The main advantage of trading using opposite Azek and LIXIL positions is that it hedges away some unsystematic risk. Because of two separate transactions, even if Azek position performs unexpectedly, LIXIL can make up some of the losses. Pair trading also minimizes risk from directional movements in the market. For example, if an entire industry or sector drops because of unexpected headlines, the short position in LIXIL will offset losses from the drop in LIXIL's long position.

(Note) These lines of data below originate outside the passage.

PR #1204, opened 2026-07-24
Added some functions for working with graph inverse semigroups and their congruences

joe-dw:
Functions have been added to find edges and paths with range or source of a given vertex in a graph inverse semigroup, as well as finding the positive and negative paths that form any given element. There is also a new definition for the trace of a congruence by Wang pair, and graph inverse semigroup specific implementations of CongruenceTestMembershipNC, ImagesElm and EquivalenceRelationPartition for both traces and congruences.

PR #1217, opened 2026-09-03
Add `EdgesWithRange/Source`, `PathsWithRange/Source`, and `Positive/NegativePath` for graph inverse semigroups

joe-dw:
This is a smaller version of PR #1204 containing only a few functions and the related documentation and tests.


doc/semigraph.xml
```diff
@@ -317,3 +317,94 @@ true
...
+Expand commentComment on line R318Resolved
+<ManSection>
+  <Attr Name="EdgesWithSource" Arg="x"/>
+  <Returns>A list of graph inverse semigroup elements.</Returns>
+  <Description>
+    If <A>x</A> is a vertex of a graph inverse semigroup (i.e.
+    <C>IsVertex(<A>x</A>) = true</C>), then this attribute returns a list of
+    all edges <C>e</C> such that <C>Source(e)=<A>x</A></C>. If <A>x</A> is not
+    a vertex, then it returns a list of all edges with source
+    <C>Range(<A>x</A>)</C>.
```
james-d-mitchell: `EdgesWithSource` returns a list of all edges with source equal to `Range(x)` while `EdgesWithRange` returns a list of all edges with range equal to `Source(x)`, is this really what was intended? There might be a good reason for this that I'm not thinking of, but it'd be easier to remember if `EdgesWithSource` returned a list of all edges with source equal to `Source(x)` (source-source-source), and range-range-range for `EdgesWithRange`?

doc/z-chap07.xml
```diff
@@ -250,6 +250,10 @@
     <#Include Label = "IndexOfVertexOfGraphInverseSemigroup">
     <#Include Label = "LeftOne">
     <#Include Label = "RightOne">
+    <#Include Label = "EdgesWithRange">
+    <#Include Label = "EdgesWithSource">
+    <#Include Label = "PathsWithRange">
+    <#Include Label = "PathsWithSource">
```
james-d-mitchell, line 256: Where's the doc for `Positive/Negative` path?

gap/semigroups/semigraph.gi
```diff
@@ -312,3 +312,136 @@ InstallMethod(RightOne,
...
+InstallMethod(PositivePath,
+"for a graph inverse semigroup element",
+[IsGraphInverseSemigroupElement],
+function(elt)
+  local pos, S;
+
+  pos := PositionProperty(elt![1], IsNegInt);
+  if pos = fail then
+    return elt;
+  elif pos = 1 then
```
james-d-mitchell, line 344: Can you please add a comment about what this case corresponds to?

gap/semigroups/semigraph.gi
```diff
@@ -312,3 +312,136 @@ InstallMethod(RightOne,
...
+
+InstallMethod(NegativePath,
+"for a graph inverse semigroup element",
+[IsGraphInverseSemigroupElement],
+elt -> PositivePath(elt ^ -1) ^ -1);
+
+InstallMethod(IsIsomorphicSemigroup,
+"for two graph inverse semigroups",
+[IsGraphInverseSemigroup, IsGraphInverseSemigroup],
+43,
```
james-d-mitchell: I don't think this rank increment should be needed, if it is, then there should be a comment here saying why.

gap/semigroups/semigraph.gi
```diff
@@ -312,3 +312,136 @@ InstallMethod(RightOne,
...
+  for e in EdgesWithSource(Range(x)) do
+    Append(outPaths, List(PathsWithSource(Range(e)), p -> x * e * p));
+  od;
+  return outPaths;
+end);
+
+InstallMethod(Idempotents,
+"for a graph inverse semigroup",
+[IsGraphInverseSemigroup],
+43,
```
james-d-mitchell: Same comment, either not needed or comment explaining why.

gap/semigroups/semigraph.gi
```diff
@@ -312,3 +312,136 @@ InstallMethod(RightOne,
...
+function(G)
+  local idemps, v;
+  if not IsFinite(G) then
+    Error("the argument (a semigroup) is not finite");
```
james-d-mitchell:
```suggestion
    Error("the argument (a graph inverse semigroup) is not finite");
```

gap/semigroups/semigraph.gi
```diff
@@ -312,3 +312,136 @@ InstallMethod(RightOne,
...
+  GraphOfGraphInverseSemigroup(G2)));
+
+InstallMethod(EdgesWithRange,
+"for a graph inverse semigroup element",
+[IsGraphInverseSemigroupElement],
+function(x)
+  local G;
+  G := FamilyObj(x)!.semigroup;
+  if not IsFinite(G) then
+    ErrorNoReturn("the semigroup containing the argument must be finite");
```
james-d-mitchell:
```suggestion
    ErrorNoReturn("the graph inverse semigroup containing the argument (element) must be finite");
```

james-d-mitchell: Similar comments for your other error messages, be as specific as possible, and follow the pattern (from `CONTRIBUTING.md`:

> * error messages should give enough information for the user to know what they need
  to change. For example, if a function has received the wrong input type, an
  appropriate error to return is: `ErrorNoReturn("expected [something] as 2nd
  argument, found [something else]")`.

doc/semigraph.xml
```diff
@@ -317,3 +317,94 @@ true
   </Description>
 </ManSection>
 <#/GAPDoc>
+
+<#GAPDoc Label="EdgesWithRange">
+<ManSection>
+  <Attr Name="EdgesWithRange" Arg="x"/>
+  <Returns>A list of graph inverse semigroup elements.</Returns>
+  <Description>
```
james-d-mitchell, line 325: The doc doesn't describe what happens when `x` is the zero element? It looks like there's an error thrown by something that your methods call that says something like "the zero isn't allowed", this should be explicitly documented, and commented in the code. This goes for all the functions here.

gap/semigroups/semigraph.gi
```diff
@@ -312,3 +312,136 @@ InstallMethod(RightOne,
...
+elt -> PositivePath(elt ^ -1) ^ -1);
+
+InstallMethod(IsIsomorphicSemigroup,
+"for two graph inverse semigroups",
+[IsGraphInverseSemigroup, IsGraphInverseSemigroup],
+43,
+  # two graph inverse semigroups are isomorphic if and only if their underlying
+  # graphs are isomorphic
+{G1, G2} -> IsIsomorphicDigraph(GraphOfGraphInverseSemigroup(G1),
+  GraphOfGraphInverseSemigroup(G2)));
```
james-d-mitchell, line 365: For future PRs, it'd be best to subdivide things a bit further, i.e. including the `EdgesWithRange/Source`, `PathsWithRange/Source` and `Positive/NegativePath` in one PR is okay, but `IsIsomorphicSemigroup`
would fit better in a separate PR. I'm not saying change this PR now it's made, just for the future. Also what about `IsomorphismSemigroup`? If I want an explicit map from G1 to G2? How do I get that?

gap/semigroups/semigraph.gi
```diff
@@ -312,3 +312,136 @@ InstallMethod(RightOne,
...
+  for v in VerticesOfGraphInverseSemigroup(G) do
+    Append(idemps, List(PathsWithRange(v), p -> p ^ -1));
+  od;
+  return idemps;
+end);
+
+InstallMethod(IdempotentGeneratedSubsemigroup,
+"for a graph inverse semigroup",
+[IsGraphInverseSemigroup],
+43,
```
james-d-mitchell: Again this shouldn't be necessary, or if it is, then there should be a comment explaining it.

gap/semigroups/semigraph.gi
```diff
@@ -312,3 +312,136 @@ InstallMethod(RightOne,
...
+function(G)
+  local counter, v;
+  if not IsFinite(G) then
+    Error("the argument (a semigroup) is not finite");
+  fi;
+  counter := 1;
+  for v in VerticesOfGraphInverseSemigroup(G) do
+    counter := counter + Length(PathsWithRange(v));
+  od;
+  return counter;
```
james-d-mitchell:
```suggestion
return Sum(VerticesOfGraphInverseSemigroup(G), v -> Length(PathsWithRange(v)));
```

tst/standard/semigroups/semigraph.tst
```diff
@@ -59,6 +58,68 @@ gap> List(x, Range);
 [ v_4, v_4, v_2, v_1, v_2, v_1, v_1, v_2, v_1, v_3, v_4, v_2, v_1, v_5, v_4, 
   v_2, v_1, v_3, v_4, v_2, v_1, v_5, v_4, v_2, v_1, v_3, v_4, v_2, v_1, v_5, 
   v_4, v_2, v_1, v_1, v_2, v_3, v_4, v_5 ]
+gap> List(x, PositivePath);
```
james-d-mitchell, line 61: There should be tests for the errors also, and for the case when the argument is the zero element.

james-d-mitchell (changes requested):
Thanks @joe-dw, this is better, but still needs some improvements, and corrections. Please also try to have meaningful names for PRs in future, I edited this PR title to be more accurate, and possibly meaningful for future readers.

doc/semigraph.xml
joe-dw: This is because I want all edges `e` such that `ex <> 0`, which holds if `Range(e) = Source(x)`, so this is intended.

If you think it would be clearer I can make it so it returns nothing for non-vertex elements? I don't think I ever use it for anything other than vertices, and just thought it was worth adding at some point.

gap/semigroups/semigraph.gi
joe-dw: The semigroup isomorphism may be more complicated, but I can look into writing that. The main issue would be converting the isomorphism between digraphs to convert edges but this is almost certainly doable

gap/semigroups/semigraph.gi
joe-dw: Needs one added to the sum for the zero element but otherwise I've changed this as suggested

doc/semigraph.xml
joe-dw: I've implemented this change such that if not `IsVertex(x)` then the returned list is empty. I think the simplicity of " `EdgesWithRange(x)` returns all edges `e` such that `Range(e) = x` " is the clearest way to implement the function

gap/semigroups/semigraph.gi
joe-dw: Having looked further into this, these methods don't really make sense until PR #1216 is merged, since as long as issue #1211 remains, they would imply

```
G := GraphInverseSemigroup(Digraph([ [] ]));;
NrIdempotents(G) > Size(G);
true
```

I'll remove them from this PR for now, and once that's been merged I'll add them to another one, which also means this PR is just the paths/edges functions and addresses your other comment

joe-dw: (This is the reason the tests failed on this PR)

gap/semigroups/semigraph.gi
james-d-mitchell: The isomorphism of the graphs will give you a mapping of the vertices to the vertices, if that can be lifted to the edges in the generating set, then you could use `SemigroupIsomorphismByImages` to create the isomorphism itself.

gap/attributes/homomorph.gi
```diff
@@ -425,6 +425,20 @@ function(hom, x)
   return preim;
 end);
 
+# GAP >= 4.17 has a library method for PreImagesSet that returns the preimage
```
james-d-mitchell, line 428: The changes in this file shouldn't be here, they're already merged into main.

gap/semigroups/semigraph.gi
joe-dw: Would you prefer I add IsomorphismSemigroup to this PR? Working on it now but I can make a later PR with it too

james-d-mitchell: Later is probably better, thanks @joe-dw

joe-dw:
@james-d-mitchell

joe-dw:
I'm going to change how EdgesWithRange/Source works actually, because there's no reason it can't work with infinite but finitely generated semigroups. Only PathsWithRange/Source
 would need to fail. Will edit this and write some test cases

doc/semigraph.xml
```diff
@@ -317,3 +317,132 @@ true
...
+<#GAPDoc Label="PathsWithRange">
+<ManSection>
+  <Attr Name="PathsWithRange" Arg="x"/>
+  <Returns>A list of graph inverse semigroup elements.</Returns>
+  <Description>
+    If <A>x</A> is an element of a finite graph inverse semigroup (i.e.
+    it satisfies <C>IsGraphInverseSemigroupElement</C>), then this function
+    returns a list of all paths (products of edges) <C>p</C> such that 
+    <C>Range(p)=<A>x</A></C>, including <A>x</A> if it is a vertex.
+    Otherwise it returns an empty list.
```
james-d-mitchell: This still doesn't look right to me, it currently reads as "If x is an element of a finite graph inverse semigroup, then .... If x is not an element of finite graph inverse semigroup, then an empty list is returned." So, if I do `PathsWithRange(fail)` I should get the empty list? Same comment applies elsewhere too.

gap/semigroups/semigraph.gi
```diff
@@ -327,3 +327,109 @@ InstallMethod(RightOne,
...
+function(x)
+  local G;
+  G := FamilyObj(x)!.semigroup;
+  if not IsVertex(x) then
+    return [];
+  elif not IsFinite(EdgesOfGraphInverseSemigroup(G)) then
+    ErrorNoReturn("the graph inverse semigroup containing the argument",
+    "(element) must have a finite number of edges!");
+  fi;
+  return Filtered(EdgesOfGraphInverseSemigroup(G), e -> Range(e) = x);
```
james-d-mitchell: I think you can probably do this with constant complexity rather than with complexity equal to the number of edges in the graph, by using the underlying graph and it's `OutNeighbours` and `InNeighbours` which might be preferable to this.

gap/semigroups/semigraph.gi
```diff
@@ -327,3 +327,109 @@ InstallMethod(RightOne,
...
+  G := FamilyObj(x)!.semigroup;
+  if not IsFinite(G) then
+    ErrorNoReturn("the graph inverse semigroup containing the argument",
+    "(element) must be finite");
+  elif not IsVertex(x) then
+    return [];
+  fi;
+  outPaths := [x];
+  for e in EdgesWithSource(x) do
+    Append(outPaths, List(PathsWithSource(Range(e)), p -> x * e * p));
```
james-d-mitchell: This looks good, although if there are paths of length longer than 5000 this will likely trigger a recursion depth trap error. I'm not sure that it's worth updating this to avoid it, just commenting.

gap/semigroups/semigraph.gi
joe-dw: The issue is that each edge of a digraph is only stored as its source and range, so there isn't a convenient way to go from an edge in the digraph to an edge in the GIS. I think the best way to do this might be to put the generators into lists with the same source and same range, and then assign the attributes all at once

doc/semigraph.xml
joe-dw: I've changed this to remove the mention of the empty list, as if x is not a vertex then there are no paths with Range(p) = x and therefore the statement is trivial. There is no mention of what happens when the argument is not a GIS element, which is in line with other definitions, for example:

```
If  E is a digraph (i.e. it satisfies IsDigraph (Digraphs: IsDigraph)), then 
GraphInverseSemigroup returns the graph inverse semigroup G(E) where, 
roughly speaking, elements correspond to paths in the graph E.
...
```

gap/semigroups/semigraph.gi
joe-dw: It is possible to construct examples that could run in reasonable time but fail due to the recursion, most obviously the chain digraph. It seems like it might not matter but I'll rewrite it to use iteration instead of recursion.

The idea behind Azek Company and LIXIL pairs trading is to make the combined position market-neutral, meaning the overall market's direction will not affect its win or loss (or potential downside or upside). This can be achieved by designing a pairs trade with two highly correlated stocks or equities that operate in a similar space or sector, making it possible to obtain profits through simple and relatively low-risk investment.
Check out your portfolio center.
Note that this page's information should be used as a complementary analysis to find the right mix of equity instruments to add to your existing portfolios or create a brand new portfolio. You can also try the Fundamentals Comparison module to compare fundamentals across multiple equities to find investing opportunities.